In 1965, the Save the Children Fund chose one of her paintings for their annual Christmas cards, making her the first Western Canadian artist to be so honoured. In 1966, she was one of only 15 Canadian artists commissioned to create paintings for Expo 67.
Following Maude's death in 1967, Mitchell sold their Calgary house and toured European museums and art galleries for a year. She then moved back to Calgary to return to her art.

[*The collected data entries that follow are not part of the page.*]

PR #1990, opened 2023-09-11
feat (refs T34644): remove subdomains_allowed

mussbach:
**Ticket:** https://yaits.demos-deutschland.de/T34644

subdomains_allowed was an attempt not to take over all malicious subdomains. The approach is unfortunately too static and can be replaced by searching for the subdomain in the customer table. If the entry exists, the subdomain can be used.

### PR Checklist

- [x] Tests updated/created
- [ ] Update documentation

### DIFF
--- a/composer.lock
+++ b/composer.lock
@@ -1290,16 +1290,16 @@
         },
         {
             "name": "demos-europe/demosplan-addon",
-            "version": "v0.8",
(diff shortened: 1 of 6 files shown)


AlexMenschoid (approved):
lgtm, code review only

PR #1068, opened 2026-07-14
fix(modtools): don't show cross-group held-by wording on an already-approved copy

edwh:
## Root Cause
ModTools read the legacy, cross-group `messages.heldby` field to decide whether the message being viewed was held - instead of the per-group `messages_groups.heldby` row for the group actually being moderated. That legacy field is set whenever **any** group holds **any** copy of a rippled post, so a mod who approved a post on their own group, which then rippled to another group and was held/rejected there, saw their own (Approved, unheld) copy display "Held by X. Please check with them before releasing it" - nonsensical, since their copy was never held. The same unscoped field also drove the Hold/Release button toggle and the "confirm before acting" check, so a mod could in principle be offered Release for a copy that was never held on their group.

This is a fresh re-attempt of a previously-blocked PR (#1065, closed). That review found: the Release/unhold gate in `ModMessageButtons.vue` was left on the legacy field (so Hold+Release could render together); the heldby→id coercion was duplicated and inconsistent between components; `ModMessageButtons.vue` had no direct test coverage; the fail-safe fallback named an arbitrary, possibly-unreachable mod; and the Go API still served the cross-group field, so every reader (present and future) inherited the bug. All five are addressed below.

## Evidence
AssertFlip - reverted the four production files (composable + 3 components), kept only the new/updated tests, ran the affected specs:
```
Test Files  4 failed | 1 passed (5)
     Tests  12 failed | 221 passed (233)

 FAIL  tests/unit/composables/rippleStatus.spec.js > messageGroupHeldById (Discourse 9904) > returns null when this group's own row is not held, even though another group holds its copy
 FAIL  tests/unit/composables/rippleStatus.spec.js > messageGroupHeldById (Discourse 9904) > returns the holder id when this group's own row is held
 FAIL  tests/unit/composables/rippleStatus.spec.js > messageGroupHeldById (Discourse 9904) > coerces a numeric-string groupid and a numeric-string heldby identically
 FAIL  tests/unit/composables/rippleStatus.spec.js > messageGroupHeldById (Discourse 9904) > coerces an object-shaped heldby ({id}) to its numeric id
 FAIL  tests/unit/composables/rippleStatus.spec.js > messageGroupHeldById (Discourse 9904) > returns undefined (not a guessed holder) when no row matches the groupid
 FAIL  tests/unit/composables/rippleStatus.spec.js > messageGroupHeldById (Discourse 9904) > returns undefined for missing/empty groups or unresolvable groupid
 FAIL  tests/unit/components/modtools/ModMessage.spec.js > ModMessage > Held message > does not show a held banner when this group is unheld even though the legacy cross-group message.heldby is set by a rippled-to group holding its own copy (Discourse 9904)
 FAIL  tests/unit/components/modtools/ModMessageButton.spec.js > ModMessageButton > confirmButton computed > returns true when message is held and action is not spam or delete
 FAIL  tests/unit/components/modtools/ModMessageButton.spec.js > ModMessageButton > confirmButton computed > returns false when message is held but action is spam
 FAIL  tests/unit/components/modtools/ModMessageButton.spec.js > ModMessageButton > confirmButton computed > returns false when message is held but action is delete
 FAIL  tests/unit/components/modtools/ModMessageButton.spec.js > ModMessageButton > confirmButton computed > does not confirm when a DIFFERENT group holds its own copy (Discourse 9904)
 FAIL  tests/unit/components/modtools/ModMessageButtons.spec.js > ModMessageButtons > pending message buttons > offers Hold (not Release) when a DIFFERENT group holds its own copy - the exact Discourse 9904 scenario
```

Mitchell painted "highly realistic landscapes and townscapes of Western Canada", as well as "whimsical, sometimes dreamlike images in vibrant colors of cats, dogs, birds or fanciful floating people." In the Calgary Herald, Nancy Tousley wrote that "[l]ike Mitchell herself, [her] work has a buoyant spirit."[6] She was influenced by Paul Klee and Marc Chagall whose work she saw on a trip in 1950 to New York. In Canadian art, she was influenced by David Milne and by Jock Macdonald who inspired her to explore the unconscious mind from 1946 to 1957. About her artistic process, Mitchell said,
"Who knows where a painting comes from? It can begin with the simplest thing. A sound, maybe, or the memory of a shape. I usually have no idea where I'm going. I can only look back and see where I've been. And it never gets any easier. Every time I begin, it's like the first time and the best painting is always one I'll do tomorrow."
Mitchell continued painting into her later years. In 1992, Canada Post chose one of her watercolours, Across the Tracks to Shop, to be featured on one of a series of stamps commemorating Canada's 125th year.[7]
On February 26, 1998, she died of cancer. She was 85 years old.[8]
In the years following her death, her paintings continued to attract interest. In 2007 her piece They Roam the Streets at Will sold for $9,950 at Hodgins Art Auctions.[9]
Mitchell's work is in the following public collections:
Her papers are in the Glenbow Museum, Janet Mitchell fonds.